[Opening SOURCE MATERIAL section]

PR #28255, opened 2021-06-04
[ja] Fix emphasis tags in ja/docs/concepts/services-networking/service.md

t-inu:
This PR fixes emphasis tags which are not converted to `<em>` tag.

When using underscore as an emphasis tag, a blank character is required in both start and end. (with some exceptions ...)
If these blanks are undescribed, underscore is displayed with no change.

Generally, a blank character is not used between words in Japanese.
So, translators tend to use underscore without blank by mistake.

e.g.:
NG `通常_斜体_通常`
NG `通常_斜体_ 通常`
NG `通常 _斜体_通常`
OK `通常 _斜体_ 通常`

I think it is better to use asterisk instead of underscore in Japanese and other similar languages for the following reasons.
- Asterisk can be used as emphasis tag, too.
- When using asterisk, a blank character is not required. (e.g.: OK `通常*斜体*通常`)
- if underscore is used, unnecessary blanks between words are displayed in Web browser.

By the way, Japanese characters are not displayed as italic in Edge and Chrome by default font.
It is the specification of Meiryo font.
To confirm italic, it is necessary to change to other font or use Firefox.

### DIFF
--- a/content/ja/docs/concepts/services-networking/service.md
+++ b/content/ja/docs/concepts/services-networking/service.md
@@ -95,7 +95,7 @@ Serviceは多くの場合、KubernetesのPodに対するアクセスを抽象化
 * Serviceを、異なる{{< glossary_tooltip term_id="namespace" >}}のServiceや他のクラスターのServiceに向ける場合
 * ワークロードをKubernetesに移行するとき、アプリケーションに対する処理をしながら、バックエンドの一部をKubernetesで実行する場合
 
-このような場合において、ユーザーはPodセレクター_なしで_ Serviceを定義できます。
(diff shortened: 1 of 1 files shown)


YuikoTakada:
Thank you for your PR. Nice work. It looks good to me.

inductor:
@t-inu 
https://deploy-preview-28255--kubernetes-io-master-staging.netlify.app/ja/docs/concepts/services-networking/service/#services-without-selectors 斜体になっていないですね。

bells17:
https://deploy-preview-28255--kubernetes-io-master-staging.netlify.app/ja/docs/concepts/services-networking/service/
斜体になってそうですね

131231Service___Kubernetes
1231Service___Kubernetes

Issue #27953, opened 2021-05-12
Adding Windows nodes


FalkWinkler:
Install containerd with powershell do not work with .\Install-Containerd.ps1 -ContainerDVersion v1.4.1.

The download url is 'https://github.com/containerd/containerd/releases/download/vv1.4.1/containerd-v1.4.1-windows-amd64.tar.gz'. 

 So ".\Install-Containerd.ps1 -ContainerDVersion 1.4.1." will work the command.

sftim:
I think this might be a bug in https://github.com/kubernetes-sigs/sig-windows-tools/releases/latest/download/Install-Containerd.ps1 rather than in the Kubernetes documentation.

If so, you could report this via https://github.com/kubernetes-sigs/sig-windows-tools/issues/ @FalkWinkler

sftim:
See https://github.com/kubernetes/website/issues/44248

PR #28294, opened 2021-06-05
Fix Windows sample command

tengqm:
The script mentioned actually accepts simply the version string without
the 'v' character.

close: #27953


irvifa (commented):
/lgtm
/approve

[Closing SOURCE MATERIAL section]

#### TASK BRIEF
Check every line of the entries above, and copy those that carry the string "services".

#### OUTPUT
[ja] Fix emphasis tags in ja/docs/concepts/services-networking/service.md
--- a/content/ja/docs/concepts/services-networking/service.md
+++ b/content/ja/docs/concepts/services-networking/service.md
https://deploy-preview-28255--kubernetes-io-master-staging.netlify.app/ja/docs/concepts/services-networking/service/#services-without-selectors 斜体になっていないですね。
https://deploy-preview-28255--kubernetes-io-master-staging.netlify.app/ja/docs/concepts/services-networking/service/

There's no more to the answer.